— What you will do —
Reply with one number only: the count of lines below that contain the word "loss".

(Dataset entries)
# # #

PR #120, opened 2024-03-06
fix dpo val check interval

gshennvm:
# What does this PR do ?

fix dpo val check interval

### DIFF
--- a/nemo_aligner/algorithms/dpo.py
+++ b/nemo_aligner/algorithms/dpo.py
@@ -104,7 +104,7 @@ class DPOTrainer:
 
         self.limit_val_batches = compute_limit_batches(len(val_dataloader), self.cfg.limit_val_batches)
         self.val_check_interval = (
-            int(self.cfg.val_check_interval * self._train_dataloader_len)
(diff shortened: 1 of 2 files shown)


nemo_aligner/algorithms/dpo.py
```diff
@@ -104,7 +104,7 @@ def __init__(
 
         self.limit_val_batches = compute_limit_batches(len(val_dataloader), self.cfg.limit_val_batches)
         self.val_check_interval = (
-            int(self.cfg.val_check_interval * self._train_dataloader_len)
+            int(self.cfg.val_check_interval * len(train_dataloader))
```
trias702, line 107: Sorry to be a pain, but can we please change this to `len(self.train_dataloader)` ?

trias702 (changes requested):

nemo_aligner/algorithms/dpo.py
gshennvm: 01fcea56dad3113c06aada3c608cd63d124e8f16

PR #124, opened 2024-03-13
fix crash when val check interval is float in dpo config

gshennvm:
# What does this PR do ?

fix crash when val check interval in DPO is a float


trias702 (approved):
LGTM, sorry I missed this before

gshennvm:
> LGTM, sorry I missed this before

np! thanks for checking this

PR #135, opened 2024-03-26
Change default value of `drop_last` to True for SFT validation set

odelalleau:
# What does this PR do ?

Change default value of `drop_last` to True for SFT validation set (since False is not supported anyway and systematically crashes).

# Changelog 
- No changelog update since nobody could run `drop_last=False` anyway


gshennvm (approved):

gshennvm:
thanks for the change! you can merge once DCO issue is resolved

Issue #46, opened 2023-12-05
Log probs in PPO do not account for custom `sampling_params` 


odelalleau:
**Describe the bug**

If non-default sampling params are used, this will modify rollout generation, but the logprobs of pi(generated_text) will still be computed as if the default sampling params had been used. This introduces a mismatch between the policy being optimized and the data we generate from it, which could hurt PPO optimization.

**Expected behavior**

`sampling_params` should be taken into acount when computing log probs.

Note that we might also want to allow specifying `sampling_params` for the reference policy: for instance, if we want to sample with a different temperature, it could make sense to consider that the reference policy should use a similar temperature. In general though we don't want to enforce using the same `sampling_params` for the reference policy as it could lead to infinite KL (e.g. when using `top_k`).

PR #136, opened 2024-03-26
fixing issue 46

guyknvda:
# What does this PR do ?
Apply sampling params to the logprobs of the response tokens (see issue #46)

The application of sampling params is done by default.
to be consistent with the response generation process (done in [text_generation_utils.py](https://github.com/NVIDIA/NeMo/blob/main/nemo/collections/nlp/modules/common/text_generation_utils.py#L737) )
the following parameters were taken into account:
- temperature
- top_p
- top_k

note that:
1. if `use_greedy` is set to True (default), the generation doesnt change the logits, thus the original logits are used to compute the log prob, ignoring the other sampling params (top_p, temperature and top_k)
2. the repetition_penalty is currently not taken into account since during the generation, it is also not taken into account (potential issue. its only taken into account if `compute_logprob` is True). 

# Additional Information
* Related to #46

### DIFF
--- a/nemo_aligner/models/nlp/gpt/megatron_gpt_ppo_actor.py
+++ b/nemo_aligner/models/nlp/gpt/megatron_gpt_ppo_actor.py
@@ -29,6 +29,12 @@ from nemo.collections.nlp.modules.common.megatron.utils import (
     get_iterator_k_split,
     get_ltor_masks_and_position_ids,
 )
+
+from nemo.collections.nlp.modules.common.text_generation_utils import (
+    repetition_penalty,
+    top_k_logits,
+)
+
 from nemo.collections.nlp.parts.utils_funcs import get_last_rank
 from nemo_aligner.models.alignable_interface import AlignableGenerativeInterface
 from nemo_aligner.utils.distributed import (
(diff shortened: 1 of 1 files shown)


nemo_aligner/models/nlp/gpt/megatron_gpt_ppo_actor.py
```diff
@@ -200,14 +201,35 @@ def finish_training(self):
         """no need to offload adam states here
         """
 
+    def _apply_sampling_params(self, logits, context_lengths):
+        samparams = self._sampling_params
+        # apply the sampling params to the logits - focusing only on the generated tokens.
+        context_length = context_lengths.min().item()
+        resp_logits = logits[:, context_length - 1 :].contiguous()
+        if not samparams.get("use_greedy", False):  # if use_greedy is True, use the logits as is
```
odelalleau, line 209: Minor suggestion: move this up two lines and write it
```python
if samparams.get("use_greedy", False):
    return logits
```
which will avoid a couple of useless ops & extra indent

odelalleau: Also: I think we should add a check to skip scaling if temp == 1, and top_p / top_k if they are equal to 1.0 / 1. This way we don't mess with logits for no good reason.

odelalleau (changes requested):
Sincere apologies for the late review!

I really appreciate you tackling this issue, which is not trivial. Unfortunately it's more complex than that, for two reasons:

1. We need to handle tensor parallelism, which means that modifying the logits probably needs to be done within `DistributedLogprob`. It's likely be going to be a bit tricky to implement but it should be doable, at the expense of a few more steps to handle top_k / top_p. Note that it may be more efficient (and less memory intensive) to gather only the top_k logits from each rank.
2. We need to also modify the logits used in the loss [here](https://github.com/NVIDIA/NeMo-Aligner/blob/003b655fd90f647c4ec06c2b3a3ab8c51d3234bc/nemo_aligner/models/nlp/gpt/megatron_gpt_ppo_actor.py#L108)

I also think we should add flags to control where exactly these transformations are applied. I'm actually not sure it's a good idea to apply it to compute the KL penalty term because:
* If we apply it to the reference policy, it may lead to infinite KL due to top_p / top_k (when we sample a token that has zero probability under the reference policy)
* If we don't apply it to the reference policy, then we may start with a high KL penalty from the start, which could cause some issues.

I would thus suggest to add some fine-grained control on where we apply this transformation, with the following default values:
```yaml
model:
  ppo:
    transform_logits_from_sampling_params:
      loss: True
      kl_penalty_actor: False
      kl_penalty_ref: ${.kl_penalty_actor}
```
This way we will be able to easily experiment with various configurations to see what actually works best in practice.

guyknvda:
replaced by new PR #186

PR #139, opened 2024-04-02
add moe support in reward model

gshennvm:
# What does this PR do ?

Add moe support for reward model(this allows mixtral to be used). Note that by default the other models inherit MegatronGPTModel which has MoE support already. We need to add this because we use a modified GPTModel for the RM

### DIFF
--- a/nemo_aligner/models/nlp/gpt/gpt_reward_model.py
+++ b/nemo_aligner/models/nlp/gpt/gpt_reward_model.py
@@ -162,6 +162,7 @@ class GPTRewardModel(GPTModel):
         share_embeddings_and_output_weights: bool = False,
         position_embedding_type: Literal["learned_absolute", "rope"] = "learned_absolute",
         rotary_percent: float = 1.0,
+        rotary_base: int = 10000,
         seq_len_interpolation_factor: Optional[float] = None,
         output_sequence: bool = False,
         use_avg_pool: bool = False,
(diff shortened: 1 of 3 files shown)


nemo_aligner/models/nlp/gpt/gpt_reward_model.py
```diff
@@ -162,6 +162,7 @@ def __init__(
         share_embeddings_and_output_weights: bool = False,
         position_embedding_type: Literal["learned_absolute", "rope"] = "learned_absolute",
         rotary_percent: float = 1.0,
+        rotary_base: int = 10000,
```
odelalleau, line 165: Shouldn't this param also be added to the `super().__init__()` call below?

odelalleau (changes requested):
Looks good except for a small oversight I believe.

(side note: looks like you can also remove the import of `get_gpt_layer_with_transformer_engine_spec`)

nemo_aligner/models/nlp/gpt/gpt_reward_model.py
gshennvm: ah! thanks for catching it 39904668357a9559e7ca97e6980abee2ab6c12d4

gshennvm:
> (side note: looks like you can also remove the import of `get_gpt_layer_with_transformer_engine_spec`)

right: eaa763acfd1203ccbff7d61425ce5b1b92d74265

odelalleau (approved):
lgtm, thanks!

PR #146, opened 2024-04-09
Fix crash when generating from an SFT model with PP>2

### LINKED ISSUE #145: `GPTSFTModel.generate()` crashes with PP>2
**Describe the bug**

The issue is that `super().generate()` will return `None` for PP ranks from 1 to PP-1. This makes [this code](https://github.com/NVIDIA/NeMo-Aligner/blob/1e4f4cf20cbca194be60a670ebf7ab3854db2fc4/nemo_aligner/models/nlp/gpt/gpt_sft_model.py#L173) crash because `output` is `None`.

odelalleau:
Fixes #145

# What does this PR do ?

Fix crash when generating from an SFT model with PP>2

(tested with PP4)


gshennvm (approved):
LGTM, thanks!

PR #148, opened 2024-04-09
Allow computing logprobs of SFT model on input strings

odelalleau:
# What does this PR do ?

This fixes an issue where our new `generate()` method for SFT models didn't support string inputs at all. But when `compute_logprob=True`, we don't actually care about the padding & extra `predictions` key added by this method, so we can support string inputs easily by simply re-using the parent class' `generate()`.

This is useful e.g. for benchmarking purpose (this is how I tested it -- with the MMLU benchmark).

### DIFF
--- a/nemo_aligner/models/nlp/gpt/gpt_sft_model.py
+++ b/nemo_aligner/models/nlp/gpt/gpt_sft_model.py
@@ -12,7 +12,7 @@
 # See the License for the specific language governing permissions and
 # limitations under the License.
 
-from typing import Optional, Tuple
+from typing import List, Optional, Tuple, Union
 
 import hydra
 import torch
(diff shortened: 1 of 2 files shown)


nemo_aligner/models/nlp/gpt/gpt_sft_model.py
```diff
@@ -144,17 +144,31 @@ def finish_validation_step(self):
...
+
+        1. Apply padding to max length.
+        2. Add a "predictions" key to the output, which is the model output without the prompt.
 
-        1. Going to apply padding to max length
-        2. Going to append "predictions" key which is the model output without the prompt
+        These two additional steps above are only performed for actual generation from the model:
+        if `generate()` is called with `compute_logprob=True` then the base model method is used.
         """
+        if sampling_params is not None and sampling_params.get("compute_logprob", False):
```
gshennvm, line 162: is compute_logprob=True mutually exclusive with generating new tokens? maybe we should guard the inputs being string in this check too

odelalleau: Yeah so as soon as you set `compute_logprob=True` it automatically set other values, like generating a single token: https://github.com/NVIDIA/NeMo/blob/d8ebaa5fb3b7df556b282f3547a605bded5b61de/nemo/collections/nlp/modules/common/text_generation_utils.py#L101

It's supposed to work with tensors as input too (not just strings).

gshennvm: ah okay! that makes sense

gshennvm (approved):

PR #152, opened 2024-04-12
Use `top_p=0.0` by default (instead of 1.0)

odelalleau:
This is because we otherwise do useless computations, at least until
        https://github.com/NVIDIA/NeMo/pull/8905
is merged.


gshennvm:
hm, I'm a bit hesitant to merge this because we're going to forget to revert it back again. Should we wait for your nemo PR to be merged and then cherrypick it into our dockerfile?

odelalleau:
> we're going to forget to revert it back again

We don't need to. `0.0` is fine and what we should have been using from the start (I guess we just forgot to check how it was implemented in NeMo).

gshennvm:
> > we're going to forget to revert it back again
> 
> We don't need to. `0.0` is fine and what we should have been using from the start (I guess we just forgot to check how it was implemented in NeMo).

ah I see. then yes this LGTM. it's less confusing this way

gshennvm:
could you also update the CHANGELOG to describe the issue?

Issue #1662, opened 2025-11-22
[Feature] Add ability to set command to discover the interpreter


bmarroquin:
This would help in the situation where the IDE does not start the LSP with the Virtual Environment activated and where the virtual environment path is not fixed. See #1655 

```
[tool.pyrefly]
# poetry interpreter path is different for all users, use info command instead
# python-interpreter-path=""C:\Users\user\AppData\Local\pypoetry\Cache\virtualenvs\test-pyrefly-lsp-Pe66xNAj-py3.13\Scripts\python.exe""
python-interpreter-find-cmd = ["poetry", "env", "info", "-e"]
```

Alternatively, just specifying the tool that supports a `run` sub command could make this generic
```
[tool.pyrefly]
venv_manager  = "poetry | hatch | uv | pipenv"
```
`interpreter = run([venv_manager, "run", "python", "-c", "import sys;print(sys.executable)"])`

stroxler:
Thanks for the suggestion! This seems like a great idea for the long tail of package managers that we probably can't fully support with baked-in heuristics and might not always use relative paths for their python interpreters (e.g. all the ones you listed, nix and guix, and I'm sure people are coming up with new ones)

I think it's at least possible you'd need the ability to run two commands in one shell - one to load up an environment and another to find the interpreter - for some use cases. In particular I think supporting a direnv-like setup where a shell hook sets a bunch of environment variables might be important - nix relies on PATH manipulation to load dependencies and I think that might not be terribly unusual

cc @connernilsen

connernilsen:
Yeah, I think this could be a useful thing to add! I'll open it up to OSS contribution

bmarroquin:
This would be solved by [pep-0832](https://peps.python.org/pep-0832/)

PR #2083, opened 2026-01-13
Auto-detect .venv interpreter when configured path is invalid

HamzaYslmn:
## Summary
This PR improves the interpreter discovery logic to automatically fall back to a `.venv` directory in the project root if the configured `python-interpreter-path` is invalid or refers to a non-existent file.

## Motivation
Modern Python workflows (using tools like `uv`, `poetry`, or standard `pip`) often create a local `.venv` directory in the project root by default. Currently, users are often required to explicitly configure the full path to this interpreter in `pyproject.toml` or [pyrefly.toml]

This change aims to reduce configuration boilerplate by attempting to auto-discover the `.venv` directory if the initially configured path fails validation. This makes the "out-of-the-box" experience much smoother for standard project layouts.

## Changes
- Modified `ConfigFile::configure` in [crates/pyrefly_config/src/config.rs]
- Added a check: if `interpreter.exists()` returns `false`, the config now attempts to find a valid environment using `crate::environment::venv::find(root)`.
- If a valid `.venv` is found, [pyrefly] automatically switches to using it instead of throwing an error or falling back to a system interpreter.

### DIFF
--- a/crates/pyrefly_config/src/config.rs
+++ b/crates/pyrefly_config/src/config.rs
@@ -60,11 +60,13 @@ use crate::base::ConfigBase;
 use crate::base::UntypedDefBehavior;
 use crate::environment::environment::PythonEnvironment;
 use crate::environment::interpreters::Interpreters;
+use crate::environment::venv;
 use crate::error::ErrorConfig;
 use crate::error::ErrorDisplayConfig;
 use crate::finder::ConfigError;
 use crate::module_wildcard::Match;
 use crate::pyproject::PyProject;
+use crate::util::ConfigOrigin;
 
 pub static GENERATED_FILE_CONFIG_OVERRIDE: LazyLock<
     RwLock<SmallMap<ModulePathBuf, ArcId<ConfigFile>>>,
@@ -1006,11 +1008,10 @@ impl ConfigFile {
             }
             match self.interpreters.find_interpreter(self.source.root()) {
                 Ok(mut interpreter) => {
-                    if !interpreter.exists() {
-                         let root = self.source.root().unwrap_or(Path::new("."));
+                    if !interpreter.exists() && let Some(root) = self.source.root() {
                          // Attempt to auto-discover .venv if the configured path is invalid
-                         if let Some(found) = crate::environment::venv::find(root) {
-                             interpreter = crate::util::ConfigOrigin::auto(found);
+                         if let Some(found) = venv::find(root) {
+                             interpreter = ConfigOrigin::fallback(found);
                          }
                     }
 
--- a/crates/pyrefly_config/src/util.rs
+++ b/crates/pyrefly_config/src/util.rs
@@ -45,6 +45,10 @@ pub(crate) enum ConfigOrigin<T> {
     #[serde(skip)]
     Auto(T),
 
+    /// This value was auto-discovered as a fallback when configured path was invalid.
+    #[serde(skip)]
+    Fallback(T),
+
     /// This value was explicitly provided by the IDE using "workspace.configuration" using LSP protocol.
     #[serde(skip)]
     Lsp(T),
@@ -88,6 +92,7 @@ impl<T> Deref for ConfigOrigin<T> {
             Self::CommandLine(value)
             | Self::ConfigFile(value)
             | Self::Auto(value)
+            | Self::Fallback(value)
             | Self::Lsp(value) => value,
         }
     }
@@ -99,6 +104,7 @@ impl<T> DerefMut for ConfigOrigin<T> {
             Self::CommandLine(value)
             | Self::ConfigFile(value)
             | Self::Auto(value)
+            | Self::Fallback(value)
             | Self::Lsp(value) => value,
         }
     }
@@ -126,6 +132,11 @@ impl<T> ConfigOrigin<T> {
         Self::Auto(value)
     }
 
+    /// Construct a new [`ConfigOrigin::Fallback`] with the given value.
+    pub(crate) fn fallback(value: T) -> Self {
+        Self::Fallback(value)
+    }
+
     /// Construct a new [`ConfigOrigin::Lsp`] with the given value.
     pub(crate) fn lsp(value: T) -> Self {
         Self::Lsp(value)
@@ -142,6 +153,7 @@ impl<T> ConfigOrigin<T> {
             ConfigOrigin::ConfigFile(value) => ConfigOrigin::ConfigFile(f(value)),
             ConfigOrigin::CommandLine(value) => ConfigOrigin::CommandLine(f(value)),
             ConfigOrigin::Auto(value) => ConfigOrigin::Auto(f(value)),
+            ConfigOrigin::Fallback(value) => ConfigOrigin::Fallback(f(value)),
             ConfigOrigin::Lsp(value) => ConfigOrigin::Lsp(f(value)),
         }
     }
@@ -151,6 +163,7 @@ impl<T> ConfigOrigin<T> {
             ConfigOrigin::ConfigFile(ref value) => ConfigOrigin::ConfigFile(value),
             ConfigOrigin::CommandLine(ref value) => ConfigOrigin::CommandLine(value),
             ConfigOrigin::Auto(ref value) => ConfigOrigin::Auto(value),
+            ConfigOrigin::Fallback(ref value) => ConfigOrigin::Fallback(value),
             ConfigOrigin::Lsp(ref value) => ConfigOrigin::Lsp(value),
         }
     }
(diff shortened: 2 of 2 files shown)


connernilsen:
Hey @HamzaYslmn, thanks for making this!

I'm not sure I fully understand the use case you're trying to address though. Can you walk me through an example setup where you would expect to use this? Have you run into this problem before?

Right now, I'm kind of leaning toward the idea that explicitly configured interpreters are a source of truth, and we generally shouldn't be attempting to fall back to something else automatically, so I think trying to understand your reasoning behind this will help me to decide if this is the right approach, or if something else might work (maybe something like #1662).

> Currently, users are often required to explicitly configure the full path to this interpreter in `pyproject.toml` or `pyreflyl.toml`

I just want to clarify, there are a lot of cases where this isn't required and should just work 'by default'. Are you seeing issues with this, or do you have a setup incompatible with auto-configuration?

HamzaYslmn:
@connernilsen

My use case is: when I create projects with `uv` / `pip`, the layout is usually (global usage):

```
pyproject.toml
.venv/ (next to the project)
```

But Pyrefly can’t automatically detect the interpreter inside that `.venv`. Because of that, I end up having to add this to every project:

```toml
[tool.pyrefly]
python-interpreter-path = ".venv/Scripts/python.exe"
```

What my PR does is **not** to override anything. If an interpreter path is explicitly configured, it stays the source of truth. The change only applies when there is **no configured path** and auto-discovery fails , then it falls back to checking for a local `.venv` next to `pyproject.toml`.

So it’s a safe fallback, not a replacement.


Example:
image



Pyrefly cannot handle such situations. Have to manually configure .venv for every project, which is really tedious. Tools like uv automatically detect pyproject.toml and use the adjacent .venv, but with Pyrefly I still need to add an extra config each time.

WhoIsMrSentry:
I want to echo that I’m hitting the same problems outlined in this PR. The current behavior has caused confusion and extra overhead in my own workflow, particularly in cases similar to the ones referenced here.

I’ve spent a fair amount of time trying to understand whether the issues were coming from my setup or my code, only to realize they align very closely with what’s being discussed in this change.

From my perspective, this PR targets a real and practical limitation rather than a theoretical edge case. Having this fixed would remove a lot of unnecessary friction when using Pyrefly on larger or more complex projects. Really appreciate the work going into this.

crates/pyrefly_config/src/config.rs
```diff
@@ -975,7 +975,15 @@ impl ConfigFile {
                 ));
             }
             match self.interpreters.find_interpreter(self.source.root()) {
-                Ok(interpreter) => {
+                Ok(mut interpreter) => {
+                    if !interpreter.exists() {
+                         let root = self.source.root().unwrap_or(Path::new("."));
```
connernilsen: Can we get rid of the unwrap? `.` is kind of a complicated thing to use for tools, especially if they can be used as language servers. When run from an IDE, `.` is often where the IDE was started from, which doesn't make sense in most contexts.
```suggestion
                    if !interpreter.exists() && let Some(root) = self.source.root() {
```

crates/pyrefly_config/src/config.rs
```diff
@@ -975,7 +975,15 @@ impl ConfigFile {
...
+                         // Attempt to auto-discover .venv if the configured path is invalid
+                         if let Some(found) = crate::environment::venv::find(root) {
+                             interpreter = crate::util::ConfigOrigin::auto(found);
```
connernilsen: Can you `use` these crates so that we just call `venv::find()` and `ConfigOrigin` directly here?

Also, can you make another `ConfigOrigin` variant for `Fallback` or something similar?

HamzaYslmn:
I added them to utils so they would be easier to track, and I made the changes you requested.

crates/pyrefly_config/src/config.rs
HamzaYslmn: > Can we get rid of the unwrap? `.` is kind of a complicated thing to use for tools, especially if they can be used as language servers. When run from an IDE, `.` is often where the IDE was started from, which doesn't make sense in most contexts.

You're right

crates/pyrefly_config/src/config.rs
HamzaYslmn: done

connernilsen:
Awesome, thanks for the changes! I'll pull this in and merge it, so you should hopefully see it in our release next week.

grievejia (changes requested):

connernilsen:
Hey @HamzaYslmn, we've been discussing these changes internally, and decided this might not fully be the approach we want to take with solving this problem. There are a few changes in a different direction.

First though, I think I actually misunderstood the use case you were describing. The problem you're running into actually seems like more of a bug than unimplemented functionality.

>What my PR does is not to override anything. If an interpreter path is explicitly configured, it stays the source of truth. The change only applies when there is no configured path and auto-discovery fails , then it falls back to checking for a local .venv next to pyproject.toml.

(Just a quick note that this comment contradicts what's said in the PR summary in a few ways, but is the more recent description of the diff from our conversation, so I'm going to assume this is what you intended to do. Let me know if you actually meant what's in the PR description, and we can have a discussion around that instead.)

Technically, what your diff does is search for a venv next to `config.source.root()` if the found interpreter path does not exist. This should really only be possible if an explicitly configured interpreter (from the command line, config, IDE, or activated conda/venv) is provided to Pyrefly but doesn't exist. Falling back to finding a venv next to `config.source.root()` should already be happening after the above options are checked, but in your case, that's likely not happening. So maybe there is a value set somewhere? I would assume an activated conda or venv environment that's invalid.

I think there are a few things we can do here to continue forward:
1. Produce an error from `find_interpreter` if the returned path does not exist for any explicitly configured fields. This we'll pass back to `Config::configure()` so that it can be added to the list of configure errors that are collected.
2. Figure out if there is a bug in how your interpreter is being selected (@WhoIsMrSentry this is probably the same for you too).
3. Determine if continuing down the list of automatically configured interpreters is the right way to continue (I think it would be a reasonable thing to do!). This would change the signature of the `find_interpreters()` function and move the `if !interpreter.exists()` logic into `find_interpreter()` (sorry for the churn here).

To start looking into whether there's a bug on interpreter selection, can both of you send your `pyrefly.toml` or `[tool.pyrefly]` sections of your `pyproject.toml` here? Can you also send me the output from `pyrefly dump-config`.

HamzaYslmn:
> `pyproject.toml` here?
```
[project]
name = "korustan-metal"
version = "0.1.0"
description = "Add your description here"
readme = "README.md"
requires-python = ">=3.13"
dependencies = [
...
]

[tool.pyrefly]
project-includes = ["src"]
search-path = ["src"]
ignore-errors-in-generated-code = true
python-interpreter-path = ".venv/Scripts/python.exe"

[tool.pyrefly.errors]
bad-argument-type = false
implicit-import = false
bad-assignment = false
bad-return = false
missing-attribute = false
bad-function-definition = false
no-matching-overload = false
unsupported-operation = false
```


image

I have to add this line to every project:
```
python-interpreter-path = “.venv/Scripts/python.exe”
```

Normally, it should find the .venv or venv alongside pyproject.toml. But it lacks this capability; there's no provision for it in the code. That's why I added it.

Pyrefly requires the “.venv” folder to be located in the workspace root.
image


That's my intention.

image

HamzaYslmn:
I also believe that manually entered routes are sacred, but if there is no route, find one automatically.

connernilsen:
@HamzaYslmn 

> I also believe that manually entered routes are sacred, but if there is no route, find one automatically.

I totally agree, and it is what we *should* already be attempting. I didn't realize it when I was originally looking at your diff, but the changes you make attempt to do the same exact venv lookup we're already doing.

With the way your project is set up, we should be able to automatically find your config. I'm going to add extra logging around how we detect the interpreter to make things more debuggable for you in the future.

My best guess as to what's happening for you is that by explicitly setting the interpreter, we bypass the IDE interpreter check we do. I think what may be happening is that your IDE is providing Pyrefly with a default (or selected from another session), and that takes precedence over everything except for interpreters in configs.

Which IDE do you use? I can try to figure out how it's done for your IDE if you're not sure, but if you can, see if there's a way to select a Python interpreter. Don't forget to remove the explicit interpreter from your config.

HamzaYslmn:
The code I implemented expects the pyproject path, whereas your latest version points to the project root. It’s all good, though; you'll figure it out once you get a chance to look at the logs. I’ve moved on to using uv + ty in the meantime.

connernilsen:
@HamzaYslmn Project root and Pyproject path should be the same thing. What your PR passes into the venv finder is the same path we pass to `interpreters::find_interpreter`, which eventually calls the same function. I can look more into this if you can throw together a repro, but I think there's some misalignment between what I think you're describing and what you're trying to describe. 

@WhoIsMrSentry are you still running into issues here? Maybe we can open a separate issue for this if there are still problems to discuss.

# # #

— Answer for the task —
2